Here we essentially generate *k* randomised centroid points - i.e., a random value of x and a random value of y, for each of our centroid points.

In [4]:

def generate_initial_points(k):
    centroids = []
    for i in range(k):
        c = [1+np.random.random()*4, 1+np.random.random()*4]
        centroids.append(c)
    centroids = np.array(centroids)
    return centroids

centroids = generate_initial_points(k)
centroids

Out[4]:

array([[4.47517996, 4.4403502 ],
       [3.79748152, 3.7095377 ],
       [2.57755496, 1.4314328 ]])

Plotting our data¶

We can use a scatter plot to show all of our data, along with the *k* centroid points.

In [5]:

plt.scatter(all_data[:,0], all_data[:,1], color='k')
plt.scatter(centroids[0,0], centroids[0,1], marker='x', color='r')
plt.scatter(centroids[1,0], centroids[1,1], marker='x', color='g')
plt.scatter(centroids[2,0], centroids[2,1], marker='x', color='b')

Out[5]:

<matplotlib.collections.PathCollection at 0x7fe80454d150>

First pass of the algorithm¶

Here, we will assess each point in the data by measuring the distance between each point and each of the *k* centroids. We assign each data point to a class as denoted by the group colour.

In [6]:

group1 = []
group2 = []
group3 = []
    
def find_groups(centroids, all_data):
    group1 = []
    group2 = []
    group3 = []
    for i in range(all_data.shape[0]):
        distance1 = np.sqrt(np.abs(all_data[i, 0] - centroids[0,0]) ** 2 + np.abs(all_data[i, 1] - centroids[0,1]) ** 2)
        distance2 = np.sqrt(np.abs(all_data[i, 0] - centroids[1,0]) ** 2 + np.abs(all_data[i, 1] - centroids[1,1]) ** 2)
        distance3 = np.sqrt(np.abs(all_data[i, 0] - centroids[2,0]) ** 2 + np.abs(all_data[i, 1] - centroids[2,1]) ** 2)
        distances = [distance1, distance2, distance3]
        #print (distances)
        if np.argmin(distances) == 0:
            group1.append([all_data[i, 0], all_data[i, 1]])
        elif np.argmin(distances) == 1:
            group2.append([all_data[i, 0], all_data[i, 1]])
        elif np.argmin(distances) == 2:
            group3.append([all_data[i, 0], all_data[i, 1]])
    group1 = np.array(group1)
    group2 = np.array(group2)
    group3 = np.array(group3)
    return group1, group2, group3
            
group1, group2, group3 = find_groups(centroids, all_data)
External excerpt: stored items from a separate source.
PR #5765, opened 2021-03-01
common: Update BearerToken representation to include some information

paulmillar:
Motivation:

Commit c45da26e27 rightly stopped the logged output from including the
complete token.  Logging the complete token is a security risk.

However, it's still useful sometimes to understand with which token a
user is attempting to authenticate.  With c45da26e27, this is no longer
possible.

Modification:

Add a new scheme for representing a token.

For tokens larger than 8 characters (which is most tokens), the first
four and last four characters are shown.  The remaining (middle) portion
is hashed and the hash value is included.

The first four characters is often sufficient to understand what kind of
token is being presented.  Many types of token (e.g., JWT, macaroons)
have an internal structure where a cryptographic hash (used to ensure
the integrity of the token) is placed at the end of the token.
Therefore the last four characters of the token have a high likelihood
of being unique between different tokens.  These two small parts of the
token, together, should allow an admin to easily check the logged
details against some full token, which was obtained some other way.

By including a (cryptographically strong) hashed middle value, it is
highly likely that two different tokens will have different
representations.  Although the admin will not know the complete token,
it should be obvious when two tokens are (very likely) the same, and
when they are different.

For tokens with 8 characters or less, just a hash of the token is used.

A public method is added to allow other dCache code to provide the safe
representation of a bearer token.

The toString method is updated to use this representation.

JavaDoc is added to describe the expectation that the result from the
getToken method is never logged.

Result:

dCache updates how it represents bearer tokens (e.g., in log files) so
that it provides sufficient information to determine whether tokens are
the same, but without revealing the complete token.

Target: master
Requires-notes: yes
Requires-book: no
Request: 7.0
Request: 6.2
Request: 6.1
Request: 6.0
Request: 5.2
Patch: https://rb.dcache.org/r/12864/
Acked-by: Tigran Mkrtchyan
Acked-by: Lea Morschel

### DIFF
--- a/modules/common/src/main/java/org/dcache/auth/BearerTokenCredential.java
+++ b/modules/common/src/main/java/org/dcache/auth/BearerTokenCredential.java
@@ -1,10 +1,13 @@
 package org.dcache.auth;
 
 import com.google.common.base.CharMatcher;
+import com.google.common.hash.Hashing;
 
 import java.io.Serializable;
+import java.util.Base64;
 
 import static com.google.common.base.Preconditions.checkArgument;
+import static java.nio.charset.StandardCharsets.US_ASCII;
 
 public class BearerTokenCredential implements Serializable
 {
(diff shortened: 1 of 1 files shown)


paulmillar:
retest this please

PR #4081, opened 2015-10-16
Fix issue with no tenant email domain and no invitation email

mrvisser:
I really have no idea how this got through my dev testing. I suspect I made some late changes and didn't test the case where there was no email domain for the tenant :(


mrvisser:
Assigned to @nicolaasmatthijs

PR #4083, opened 2015-10-21
Template block text for landing page sections with

mrvisser:


mrvisser:

node_modules/oae-core/tenantlandingpage/js/tenantlandingpage.js
```diff
@@ -40,6 +40,18 @@ define(['jquery', 'oae.core'], function($, oae) {
             $.ajax({
                 'url': '/api/tenant/landingPage',
                 'success': function(blocks) {
+                    // Replace all instances of ${tenantDisplayName} in block
```
nicolaasmatthijs: We have something very similar in the `i18n` api as well:

```
            if (translation !== null) {
                // Replace all of the dynamic variables, if provided
                if (variables) {
                    $.each(variables, function(dynamicVariable, dynamicTranslation) {
                        translation = translation.replace('${' + dynamicVariable + '}', dynamicTranslation);
                    });
                }
                return translation;
            }
```

I wonder if it would be worth abstracting it into a simple utility function that replaces variables in a string which can then be used in both places.

nicolaasmatthijs:
Left a suggestion. Back to @mrvisser

node_modules/oae-core/tenantlandingpage/js/tenantlandingpage.js
mrvisser: Any reason not to use trimpath for these cases?

mrvisser:
Back to @nicolaasmatthijs for feedback

node_modules/oae-core/tenantlandingpage/js/tenantlandingpage.js
nicolaasmatthijs: Would you be calling Trimpath directly or do a utility function wrapper around it?

nicolaasmatthijs:
Looks good. Merged

PR #4084, opened 2015-10-29
Deleted resource not redirecting user away

nicolaasmatthijs:
Report:

> Today I created a document, pasted in some text, disliked the formatting and so clicked the Delete button. I got the message saying the document had been deleted, but it remained on screen and I could continue to work with the text; I got error messages if I tried to share or delete it (again). When I clicked away and tried to come back it had gone.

#print ("group 1:", group1)
#print ("group 2:", group2)
#print ("group 3:", group3)

plt.scatter(group1[:,0], group1[:,1], color='r')
plt.scatter(group2[:,0], group2[:,1], color='g')
plt.scatter(group3[:,0], group3[:,1], color='b')

plt.scatter(centroids[0,0], centroids[0,1], marker='x', color='r')
plt.scatter(centroids[1,0], centroids[1,1], marker='x', color='g')
plt.scatter(centroids[2,0], centroids[2,1], marker='x', color='b')

Out[6]:

<matplotlib.collections.PathCollection at 0x7fe804643910>

Update our centroids¶

Now that the data has been labelled against potential grroup membership, we update each centroid position, based on the mean values denoted by the data in each group.

In [7]:

centroids = np.array([np.mean(group1, axis=0), np.mean(group2, axis=0), np.mean(group3, axis=0)])

plt.scatter(group1[:,0], group1[:,1], color='r')
plt.scatter(group2[:,0], group2[:,1], color='g')
plt.scatter(group3[:,0], group3[:,1], color='b')

plt.scatter(centroids[0,0], centroids[0,1], marker='x', color='r')
plt.scatter(centroids[1,0], centroids[1,1], marker='x', color='g')
plt.scatter(centroids[2,0], centroids[2,1], marker='x', color='b')

plt.show()

Second pass of the algorithm¶

Here, we repeat ourselves - for each point in the data, find which k marker is closest. If we are not at our optimal solution yet then this should give a different result to the one observed in our first pass.

In [8]:

all_data = np.vstack([group1, group2, group3])
group1, group2, group3 = find_groups(centroids, all_data)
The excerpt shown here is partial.